» **Problem to solve**
Type the records out again in full, exactly.

═════ Supplied records ═════

PR #4144, opened 2026-06-07
Add Nvidia PerfSDK support

ThePhantomMask:
Another Niko PR that integrates NVIDIA PerfSDK into Flax Engine to provide access to GPU performance counters and profiling data on supported NVIDIA hardware.

The implementation introduces the required PerfSDK initialization and data collection workflow, enabling the engine to gather detailed GPU performance metrics during runtime and profiling sessions. The integration is designed to work alongside the existing profiling infrastructure while ensuring graceful fallback behavior when PerfSDK is unavailable or unsupported.

This addition improves performance analysis capabilities, helping developers identify GPU bottlenecks, optimize rendering workloads, and gain deeper insight into graphics performance directly within the engine.

### DIFF
--- a/Source/Editor/Editor.Build.cs
+++ b/Source/Editor/Editor.Build.cs
@@ -44,6 +44,8 @@ public class Editor : EditorModule
         options.ScriptingAPI.SystemReferences.Add("System.Diagnostics.Process");
         if (Profiler.Use(options))
             options.ScriptingAPI.Defines.Add("USE_PROFILER");
+        if (RenderPerf.Use(options))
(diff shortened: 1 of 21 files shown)


Tryibion:
Would this be better as a plugin project?

ThePhantomMask:
> Would this be better as a plugin project?

I was thinking the same thing—that it might work better as a plugin editor, because it’s impossible on a Mac.
I created this PR based on Niko’s suggestion.

ThePhantomMask:
In the end, Niko will create a separate plugin, so I'm closing this PR.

═════

» **Result of the task**
PR #4144, opened 2026-06-07
Add Nvidia PerfSDK support

ThePhantomMask:
Another Niko PR that integrates NVIDIA PerfSDK into Flax Engine to provide access to GPU performance counters and profiling data on supported NVIDIA hardware.

The implementation introduces the required PerfSDK initialization and data collection workflow, enabling the engine to gather detailed GPU performance metrics during runtime and profiling sessions. The integration is designed to work alongside the existing profiling infrastructure while ensuring graceful fallback behavior when PerfSDK is unavailable or unsupported.

This addition improves performance analysis capabilities, helping developers identify GPU bottlenecks, optimize rendering workloads, and gain deeper insight into graphics performance directly within the engine.

### DIFF
--- a/Source/Editor/Editor.Build.cs
+++ b/Source/Editor/Editor.Build.cs
@@ -44,6 +44,8 @@ public class Editor : EditorModule
         options.ScriptingAPI.SystemReferences.Add("System.Diagnostics.Process");
         if (Profiler.Use(options))
             options.ScriptingAPI.Defines.Add("USE_PROFILER");
+        if (RenderPerf.Use(options))
(diff shortened: 1 of 21 files shown)


Tryibion:
Would this be better as a plugin project?

ThePhantomMask:
> Would this be better as a plugin project?

I was thinking the same thing—that it might work better as a plugin editor, because it’s impossible on a Mac.
I created this PR based on Niko’s suggestion.

ThePhantomMask:
In the end, Niko will create a separate plugin, so I'm closing this PR.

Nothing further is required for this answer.